Each of these sub-goals is small enough for the agent to attempt, observe, and verify before moving to the next.
Action
In Minecraft, an action might be “move forward,” “craft tool,” or “attack zombie.” In our world, it’s a line of PHP test code.
Something like:
$I->click('Publish');
Each action changes the browser’s state, and the agent can check whether the change aligns with the intended outcome.
This is where the generative part comes in: instead of writing all these steps by hand, we let the agent propose them, test them, and refine them.
Each Click is a Move, Each Result is Feedback
Once you frame it this way, the parallels become obvious. Every click or input is a move. Every resulting page load or error message is feedback.
The agent’s job is to discover moves which lead it closer to fulfilling the test’s objective. When a move works — the button clicks, the setting saves, the expected element appears — that success becomes part of a growing test script.
When it fails, the difference is instructive. Maybe the selector didn’t match; maybe the page took longer to load; maybe the wrong button was pressed. The agent can analyze that failure, adjust the code, and retry — but crucially, it never builds on a broken foundation.
Unlike Voyager, which could wander into failure and continue from there, our agent can’t afford wrong turns. A bad test step messes up the test and may mess up the state too. So when something fails, it’s either repaired or discarded.
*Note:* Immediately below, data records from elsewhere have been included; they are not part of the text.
PR #1098, opened 2021-10-28
NS-1400, nessie-al2 in s3 path to pull configs

johncrossman:

### DIFF
--- a/scripts/deploy_nessie_config.sh
+++ b/scripts/deploy_nessie_config.sh
@@ -35,8 +35,8 @@ else
 fi
 
 # Download from Amazon S3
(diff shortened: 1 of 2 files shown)


scripts/deploy_nessie_config.sh
```diff
@@ -36,7 +36,7 @@ fi
 
 # Download from Amazon S3
 config_name=$(echo "${eb_env}" | sed -E -e 's/(-worker|-master)//')
```
pauline2k: @johncrossman Replace `(-worker|-master)` here too?

johncrossman:
Amended. After discussion with Ops, we agreed to have configs at `s3://la-deploy-configs/nessie-al2-${env_name}.py`

PR #1106, opened 2021-11-04
NS-1232, chown webapp (not wsgi) in scripts/deploy_nessie_config.sh

johncrossman:
https://jira-secure.berkeley.edu/browse/NS-1232


pauline2k:
Oh yes, that one.

PR #1133, opened 2021-11-16
BOAC-4540, expand primary key on {rds_schema_student}.student_degrees: sid, plan, term_id

johncrossman:
https://jira-secure.berkeley.edu/browse/BOAC-4540

Follow up to PR #1132

### DIFF
--- a/nessie/sql_templates/create_rds_indexes.template.sql
+++ b/nessie/sql_templates/create_rds_indexes.template.sql
@@ -170,7 +170,7 @@ CREATE TABLE IF NOT EXISTS {rds_schema_student}.student_degrees
     date_awarded VARCHAR NOT NULL,
     term_id VARCHAR(4) NOT NULL,
     hist_enr BOOLEAN NOT NULL,
-    PRIMARY KEY (sid, plan)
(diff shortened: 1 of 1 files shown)


nessie/sql_templates/create_rds_indexes.template.sql
```diff
@@ -170,7 +170,7 @@ CREATE TABLE IF NOT EXISTS {rds_schema_student}.student_degrees
     date_awarded VARCHAR NOT NULL,
     term_id VARCHAR(4) NOT NULL,
     hist_enr BOOLEAN NOT NULL,
-    PRIMARY KEY (sid, plan)
+    PRIMARY KEY (sid, plan, term_id)
```
johncrossman, line 173: `{rds_schema_student}.student_profiles` has seven SIDs where the same plan is mapped to two different terms. For example:
```
Mechanical Engineering   2020-05-15   2202   FALSE
Mechanical Engineering   2021-05-14   2212   FALSE
```

pauline2k: Every possible permutation is in the lake somewhere.

PR #1135, opened 2021-11-17
NS-1421 Remove a whole mess of unused code and Redshift tables

pauline2k:
https://jira-secure.berkeley.edu/browse/NS-1421


johncrossman:
image

PR #1156, opened 2021-12-07
NS-1437 Remove legacy SIS schema

pauline2k:
https://jira-secure.berkeley.edu/browse/NS-1437


johncrossman:
Too-da-loo SIS schema. We had a good run.

PR #1162, opened 2021-12-08
NS-1437 Cast drop_date as a date indeed

pauline2k:
https://jira-secure.berkeley.edu/browse/NS-1437

One more follow-up to #1156.


johncrossman:
It's a date.

PR #1171, opened 2021-12-13
BOAC-2216: Fills profile summary col with initial value, removes default value

lyttam:

### DIFF
--- a/scripts/migrate/20211209-BOAC-2216/redshift_pre_deploy_01_add_column_student_profile_summary.sql
+++ b/scripts/migrate/20211209-BOAC-2216/redshift_pre_deploy_01_add_column_student_profile_summary.sql
@@ -1,6 +1,29 @@
 BEGIN TRANSACTION;
 
-ALTER TABLE student.student_profiles ADD COLUMN profile_summary VARCHAR(max) NOT NULL DEFAULT '{}';
-ALTER TABLE student_staging.student_profiles ADD COLUMN profile_summary VARCHAR(max) NOT NULL DEFAULT '{}';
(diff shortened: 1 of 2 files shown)


scripts/migrate/20211209-BOAC-2216/redshift_pre_deploy_01_add_column_student_profile_summary.sql
```diff
@@ -1,6 +1,29 @@
 BEGIN TRANSACTION;
 
-ALTER TABLE student.student_profiles ADD COLUMN profile_summary VARCHAR(max) NOT NULL DEFAULT '{}';
-ALTER TABLE student_staging.student_profiles ADD COLUMN profile_summary VARCHAR(max) NOT NULL DEFAULT '{}';
```
pauline2k, line 4: @lyttam Do these ALTER TABLE statements not work? I thought that Redshift had finally been updated to support ADD COLUMN.

lyttam: @pauline2k Yes, ADD COLUMN works, but I didn't like having to set a DEFAULT value for it. This way the new column will have value '{}' only temporarily.

The thing that still doesn't work in Redshift is ALTER COLUMN, which would allow me to apply NOT NULL to the column after populating it.

pauline2k: @lyttam Got it, makes sense!

PR #1178, opened 2021-12-22
BOAC-2216: Hitches acad standing, term GPA to existing query

lyttam:

This strategy doesn't add any new queries to the stream.


nessie/jobs/create_edl_schema.py
```diff
@@ -52,7 +52,7 @@ class CreateEdlSchema(BackgroundJob):
 
     def run(self):
         app.logger.info('Starting EDL schema creation job...')
-        self.create_schema()
+        # self.create_schema()
```
pauline2k: @lyttam Is this comment-out a leftover from testing?

lyttam: Whoops, yes! Will amend.

pauline2k:
Let's try it out.

PR #1224, opened 2026-09-17
docs: update the compatibility matrix for 3.0 and drop restore to 2.4

huanghaoyuanhhy:
/kind improvement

Progress resumes from the last known-good point — the most recent partial test that runs successfully.
Over time, this process yields not just fragments of test logic, but full, reliable acceptance tests — working artifacts that can be rerun, reused, and extended.
You could think of it as learning by accretion: the test grows by adding only verified steps, layer by layer, until the full test is complete.
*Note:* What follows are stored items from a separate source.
PR #1225, opened 2026-09-17
ci: test backup and restore against rustfs storage

huanghaoyuanhhy:
/kind improvement

Adds a standalone RustFS CI workflow: one job, master Milvus only.

RustFS (rustfs/rustfs) is an S3-compatible object store, so the new `deployment/standalone/docker-compose-rustfs.yml` is the existing compose with the MinIO service swapped for RustFS — same 9000 port, MinIO's default `minioadmin` credential pair so `configs/backup.yaml` needs no changes, and the standalone's `MINIO_ADDRESS` pointed at it. The workflow (`.github/workflows/rustfs.yaml`) deploys master-latest Milvus on it and runs the usual CLI round trip: prepare data, backup create, restore, verify, delete. It is a separate workflow so the main Test workflow's MinIO jobs stay untouched.

Image is pinned to `rustfs/rustfs:1.0.0` (first stable release) in line with the pinned MinIO/etcd images.


lentitude2tk (approved):
/LGTM

PR #1229, opened 2026-09-18
mpath: add fuzz tests for log path parsing

huanghaoyuanhhy:
/kind improvement

Add Go native fuzz targets for the mpath log path parsers — the code backup runs on every key it lists from milvus storage, which is input this tool does not control.

FuzzParseLogPath feeds arbitrary keys to both parsers and pins that no key panics them and that at most one accepts a key; its seed corpus includes the int64 overflow input from the #1197 fix so that regression stays guarded. FuzzInsertLogPathRoundTrip and FuzzDeltaLogPathRoundTrip build paths with the dir helpers from fuzzed ids and require the parsers to return exactly those ids, with the negative-id branch pinning that ids the regex cannot represent are rejected instead of misparsed.

The seed corpora run inside the normal `go test ./...`, so CI cost is unchanged. To actually search for failures: `go test ./internal/storage/mpath/ -fuzz=FuzzParseLogPath -fuzztime=30s`.


wenhuiZilliz (approved):

wenhuiZilliz (commented):
/LGTM

lentitude2tk (approved):
/LGTM

PR #1234, opened 2026-09-20
test: merge duplicate InferMapperRuleType tests into filter package

huanghaoyuanhhy:
/kind improvement

TestInferRuleType in core/server/restore_test.go tested filter.InferMapperRuleType with the same four positive cases as TestInferMapperRuleType in internal/filter/filter_test.go. It was a leftover of #917: the unify refactor moved the function into the filter package but only re-pointed the server test at the new location instead of moving it.

The two tests had disjoint error cases (two each), now merged into TestInferMapperRuleType; the server-side copy is deleted.


lentitude2tk (approved):
/LGTM

PR #1235, opened 2026-09-20
filter: drop unused AllowDBs and AllowNames batch methods

huanghaoyuanhhy:
/kind improvement

AllowDBs and AllowNames lost their last call sites in def9eb4 (#934), which replaced the list-everything-then-batch-filter flow in backup task with per-entry listing (listFilteredDBAndNSS). The singular AllowDB/AllowName remain in use by restore task. Remove the dead methods and their tests.


lentitude2tk (approved):
/LGTM

PR #1236, opened 2026-09-20
test: drop tautological strategy/format parse tests

huanghaoyuanhhy:
/kind improvement

Remove four tautological tests in `core/backup/func_test.go` that assert code against itself:
- `TestSupportStrategy` / `TestSupportFormat` assert `len(SupportStrategy()) == len(_strategyMap)`, i.e. `len(lo.Keys(m)) == len(m)`, which holds for any map.
- The `Valid` sub-tests of `TestParseStrategy` / `TestParseFormat` iterate the map's own keys and assert `ParseStrategy(key) == _strategyMap[key]`, i.e. `x == x`.

Both sides of each assertion move with the map, so no real behavior is pinned. Kept: `Empty` (defaults), `Invalid` (garbage input errors), and `SnapshotIsNotAStrategy` (snapshot is a format, error points at `--format=snapshot`). Real strategy/format keys stay pinned by `cmd/flags/removed_test.go` and `task_test.go`, and `cmd/create` derives its help text from the same maps, so no contract drift is possible.


lentitude2tk (approved):
/LGTM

The Acceptance Test as the Final Artifact
Voyager’s skill library captured how to do things — snippets of code for cutting wood or crafting tools — but it didn’t explicitly record an entire “playthrough.” In testing, we want exactly that: the finished sequence of validated steps that a human could run at any time to reproduce the result.
That sequence is the acceptance test. It’s not just a proof that the agent understood what to do; it’s a permanent artifact of that understanding — a reproducible, machine-verifiable record of how to achieve a goal in the system.
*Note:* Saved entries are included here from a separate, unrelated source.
PR #1237, opened 2026-09-20
storage: make prefix iterator construction infallible and lazy

huanghaoyuanhhy:
/kind improvement

## What

`Client.ListPrefix(ctx, prefix, recursive) (ObjectIterator, error)` becomes `Client.NewObjectIter(ctx, prefix, recursive) ObjectIterator`. The constructor can no longer fail: it always returns a usable iterator, and listing errors surface through `ObjectIterator.Next`, the same channel every caller already handles. The "iterator may be nil on error" footgun is gone by construction instead of by convention.

## Why the error return was safe to drop

Of the four implementations, only LocalClient could ever fail at construction (its eager stat/walk); the cloud implementations just wrap a pager or a channel that starts listing lazily and always returned a nil error. So the error return carried real information for exactly one implementation — this PR moves Local's listing behind the first `Next` call instead, which also unifies when failures happen across backends. Failure timing is the only behavior change: the same errors, one call later.

## Details

- The local iterator lists lazily: the stat/walk moves from construction to the first `Next`, tracked by a `listed` flag. A nonexistent prefix still lists as empty. `TestLocalClient_NewObjectIter/StatErrorSurfacesThroughNext` pins that a stat error surfaces through `Next`.
- The #1233 storage preflight in `app/create.go` simplifies accordingly: no more `if err == nil` nesting around the iterator, since construction cannot fail.
- Constructor-failure test cases (the `ListError` subtests) lose their premise and become iterator-error cases covering the same error-wrap branches. `client_mock.go` is regenerated; no other generated file is touched.
- `ObjectIterator` itself is unchanged, including the `Close` obligation. This is the stepping stone toward a range-over-func (`iter.Seq2`) listing API, which would retire `Close` entirely; kept as a separate PR so this diff stays mechanical.


lentitude2tk (approved):
/LGTM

And just like Voyager’s skills, these test steps can be stored, searched, and reused. Each one becomes a reference for subsequent generation runs — a memory the agent can consult when facing similar challenges in the future.
From Exploration to Achievement
In the end, what we’re really doing here is adapting a system designed for open-ended exploration into one suited for directed achievement.
Where Voyager wandered and discovered, our testing agent advances deliberately and records what works.
Where the Minecraft agent could afford a few failed experiments, ours must prune them away.
And where the game’s agent learned to survive, ours learns to verify.
Yet beneath those differences, the structure is the same: a feedback loop of observation, action, and reflection — a process of building understanding by interacting with reality.
In the chapters that follow, we’ll step deeper into this world. We’ll look at how our agent perceives its test environment, how it decides what to do next, and how it stores its growing collection of reliable, reusable test fragments.